Gutes Wirtschaftsjahr 2011
Der Aufschwung hat sich im Jahr 2011 in der HanseBelt Region fortgesetzt, die Wirtschaft blickt mit verhaltenem Optimismus in die Zukunft. "Zum Jahresende hat sich das Wachstum zwar etwas verringert. Wir sind aber zuversichtlich, dass der grundsolide Mittelstand in Schleswig-Holstein die möglichen Folgen der Euro-Schuldenkrise wie Auftragsrückgänge meistern wird", sagte IHK-Präses Christoph Andreas Leicht in der Jahrespressekonferenz in Lübeck. Zuletzt hatten rund 90 Prozent der in der IHK-Konjunkturumfrage befragten Unternehmen angegeben, dass ihre Auftragslage gut bis befriedigend sei. Ein weiterer Grund für Optimismus seien die aktuellen Konjunkturumfragen, die trotz eines Abflachens ein weiteres Wachstum der deutschen Wirtschaft in 2012 prognostizieren.
Die Bilanz des zu Ende gehenden Jahres sei insgesamt positiv, betonte der Präses. Die Treiber des Konjunkturklimas, die Industrie-Unternehmen steigerten ihre Umsätze im Vergleich zum Vorjahr im Durchschnitt um fünf bis sechs Prozent, die Auslandsumsätze sogar um zehn bis zwölf Prozent. Die Unternehmen würden zunehmend auch schwierige Märkte wie Asien und den arabischen Raum bearbeiten. "Besonders erfreulich und richtungsweisend ist die Lage am Arbeitsmarkt. Der Kreis Stormarn ist mit einer Arbeitslosenquote von 3,7 Prozent Spitzenreiter in Norddeutschland, der Kreis Segeberg steuert mit aktuell 4,4 Prozent ebenfalls auf die Vollbeschäftigung zu", so der Präses.
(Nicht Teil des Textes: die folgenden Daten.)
PR #46349, opened 2023-03-04
[10.x] Add charAt method to both Str and Stringable

localusercamp:
## What does this PR propose

This PR adds new `charAt` method to both `Illuminate\Support\Str` and `Illuminate\Support\Stringable`.
`charAt` method allows to get a character by index from a **multibyte** string.

If this PR is accepted, you can do the following:
```php
str('Hello, world!')->charAt(1); // (string) 'e'
str('Привет, мир!')->charAt(0); // (string) 'П'
str('「こんにちは世界」')->charAt(4); // (string) 'ち'
```
It also supports negative indexes:
```php
str('Hello, world!')->charAt(-1); // (string) '!'
str('Привет, мир!')->charAt(-12); // (string) 'П'
str('「こんにちは世界」')->charAt(-2); // (string) '界'
```
If index is greater then string length, or if negative index less then negative length, then `null` will be returned:
```php
str('Hello, world!')->charAt(100); // null
str('Привет, мир!')->charAt(-13); // null
str('「こんにちは世界」')->charAt(-2000); // null
```

## Why it do so

Str provides a better way to work with strings in Laravel, because it always work with multibyte strings.
For now there is no way to **simply** get character by index if you work not only with latin characters.

```php
$string = 'Привет';
$string[0]; // not a 'П'

// ArrayAccess was recently added for Stringable
str($string)[0] // not a 'П'

// To actually get a 'П' we need to do the following
$cyrillic_p = mb_substr($string, 0, 1); // 'П'

// I think the following is much better
Str::charAt($string, 0); // 'П'
// or
str($string)->charAt(0); // 'П'
```

## Behavior I would like to discuss
Current implementation will return `null` if index is greater then string length (or if negative index less then negative string length). `null` indicates that string does not contain character at that index. For me this behaviour seems to be more strict then returning empty string (`''`). If you see more meaning in returning empty strings, please describe why.

### DIFF
--- a/src/Illuminate/Support/Str.php
+++ b/src/Illuminate/Support/Str.php
@@ -217,7 +217,7 @@ class Str
     }
 
     /**
-     * Get character at the specified index.
+     * Get the character at the specified index.
      *
      * @param  string  $subject
      * @param  int  $index
--- a/src/Illuminate/Support/Str.php
+++ b/src/Illuminate/Support/Str.php
@@ -217,6 +217,24 @@ class Str
     }
 
     /**
+     * Get character at the specified index.
+     *
+     * @param  string  $subject
+     * @param  int  $index
+     * @return string|null
+     */
+    public static function charAt($subject, $index)
+    {
+        $length = mb_strlen($subject);
+
+        if ($index < 0 ? $index < -$length : $index > $length - 1) {
+            return null;
+        }
+
+        return mb_substr($subject, $index, 1);
+    }
+
+    /**
      * Determine if a given string contains a given substring.
      *
      * @param  string  $haystack
--- a/src/Illuminate/Support/Stringable.php
+++ b/src/Illuminate/Support/Stringable.php
@@ -100,17 +100,7 @@ class Stringable implements JsonSerializable, ArrayAccess
     }
 
     /**
-     * Get the basename of the class path.
-     *
-     * @return static
-     */
-    public function classBasename()
-    {
-        return new static(class_basename($this->value));
-    }
-
-    /**
-     * Get character at the specified index.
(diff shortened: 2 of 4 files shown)


rodrigopedra:
@taylorotwell 

Shouldn't this, as a method that return a string, return a new `Stringable` instance instead?

Someone could be iterating a list of names to grab its first letter and ensure it is uppercase, and try this:

```php
Str::of($name)->charAt(0)->upper();
```

Of course, fixing this is as simple as inverting the method's call, but I wonder if we should return a new instance for consistency with all the other methods which return a string.

Before this PR, other than `Stringable@value`, `Stringable@toString`, `Stringable@jsonSerialize`, and `Stringable@__toString`, where one would expect a static type to be returned, only the `Stringable@excerpt` method returns a raw string, which maybe could also be reviewed to keep it consistent with all the other methods.

localusercamp:
Recently ArrayAccess was added to Stringable. I think we could return `static` from `charAt` if ArrayAccess will use `charAt` under the hood but return string instead:
```php
public function offsetGet($offset)
{
    return $this->charAt($offset)->value();
}
```

Then it will be consistent. What do you think? @rodrigopedra

rodrigopedra:
Yes, I think returning a string from `offsetGet` is fine, as that method allows the user to use the instance as a raw string, and any user would be less surprised to find out they get a char back.

That would be a nice middle ground solution, keeping the method consistent with others, while allowing direct multibyte character access.

localusercamp:
@taylorotwell What do you think about that? Should I create new PR to allow ArrayAccess work with `charAt` and change return type of `charAt`?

Im dritten Quartal 2011 planten 20,2 Prozent der Unternehmen, mehr Mitarbeiter einzustellen – 0,3 Prozentpunkte mehr als vor einem Jahr. "Damit liegt unser IHK-Bezirk fast zwei Prozentpunkte über dem Durchschnitt in Schleswig-Holstein", so Leicht. Auch der Ausbildungsmarkt sei mit einer Steigerung im Vergleich zum Vorjahr stabil. Im dritten Quartal 2011 hat sich der IHK-Konjunkturklimaindex im Vergleich zum Vorquartal von 128 auf 118 Punkte verschlechtert. Dieser Wert liegt unter dem entsprechenden Vorjahreswert in Höhe von 121 Punkten. Der Konjunkturklimaindex in der Industrie ist zwar leicht gesunken, liegt aber über dem Vorjahresniveau und deutlich höher als in den meisten anderen Wirtschaftszweigen. Erfreulich robust ist weiterhin die Baukonjunktur.
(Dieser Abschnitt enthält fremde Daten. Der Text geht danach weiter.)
PR #46354, opened 2023-03-05
allow serialization customization of relationships

browner12:
currently you can set which attributes are "visible" or "hidden" when an Eloquent Model is serialized, and you can also set whether a relationship is visible or hidden.  but you cannot set the visibility of the individual attributes of your relationships at call time.  this change allows users to do that.

this can be activated by using dot notation

```php
$product->setVisible(['id', 'name', 'price', 'manufacturer', 'manufacturer.id', 'manufacturer.name']);
```

Couple questions:

1.  Are relationships guaranteed to be Eloquent Models or Eloquent Collections? If so, I can probably remove the conditional check for that.
2. It would be nice to make this recursive so it could support any depth of relationships. Wanted to gauge interest first, though.
3. Not sure what the current policy is on typing in the framework, so I might have to make some adjustments with that.

### DIFF
--- a/src/Illuminate/Database/Eloquent/Concerns/HasAttributes.php
+++ b/src/Illuminate/Database/Eloquent/Concerns/HasAttributes.php
@@ -353,9 +353,7 @@ trait HasAttributes
         $attributes = [];
 
         foreach ($this->getArrayableRelations() as $key => $value) {
-
             if ($value instanceof Collection || $value instanceof Model) {
-
                 if (count($this->getVisibleForRelation($key))) {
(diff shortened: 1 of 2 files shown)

Dramatische Wende auf dem Ausbildungsmarkt
Auf dem Ausbildungsmarkt hat sich der Wind zu einem Bewerbermarkt gedreht. Die Betriebe stellen sich zunehmend auf den demografischen Wandel ein und bilden verstärkt aus, damit sie schon jetzt die Fachkräfte von morgen heranziehen. Dabei geben sie zunehmend auch schwächeren Bewerbern eine Chance. Ende November war der Rekordwert von 4.259 Lehrstellen aus dem Jahr 2008 fast wieder erreicht. Allerdings bleiben in diesem Jahr mehrere Hundert Lehrstellen unbesetzt, weil die Bewerber fehlen. Mit Blick auf die rückläufigen Bewerberzahlen will die IHK mehr Jugendliche für eine Berufsausbildung gewinnen – angefangen bei jungen Eltern in Teilzeit bis zu Jugendlichen aus Einwanderfamilien – und die Berufsorientierung in den Schulen verbessern.
Schulz-Kleinfeldt: "Die von Migranten geführten Betriebe gewinnen weiter an Bedeutung. In diesen haben wir im vergangenen Jahr mehr als 110 neue Lehrstellen akquiriert." Gleichzeitig verstärkt die IHK die Kommunikation mit den jungen Menschen über die für sie wichtigen Kanäle zum Beispiel Social Media.
Wenig Bewegung beim Tourismus
Die Übernachtungszahlen in der Hansestadt Lübeck stiegen zwar um rund fünf Prozent, an der Ostseeküste gab es allerdings nur minimale Steigerungen der Übernachtungen. Schuld war das schlechte Wetter in der Hauptsaison. Positiver ist zum Jahresende die Lage im Einzelhandel: Dieser bewegt sich etwa auf dem hohen Niveau von 2008. Allerdings gebe die Kluft zwischen guter aktueller Lage aufgrund des Weihnachtsgeschäftes und der eher pessimistischen Beurteilung der zukünftigen Entwicklung Grund zur Sorge, betonte der Hauptgeschäftsführer.
Für den weiteren positiven Verlauf der Konjunktur seien stabile und verlässliche Rahmenbedingungen entscheidend. IHK-Hauptgeschäftsführer Matthias Schulz-Kleinfeldt warnte vor einem Stillstand in der Politik im Zuge der für den 6. Mai 2012 angesetzten Landtagswahlen in Schleswig-Holstein. "Wir erwarten die Fortsetzung des mittelstandsfreundlichen Kurses des Landes, damit Unternehmen weiterhin jede Unterstützung erhalten, von einer vereinfachten Bürokratie bis zur Finanzierung", so Schulz-Kleinfeldt.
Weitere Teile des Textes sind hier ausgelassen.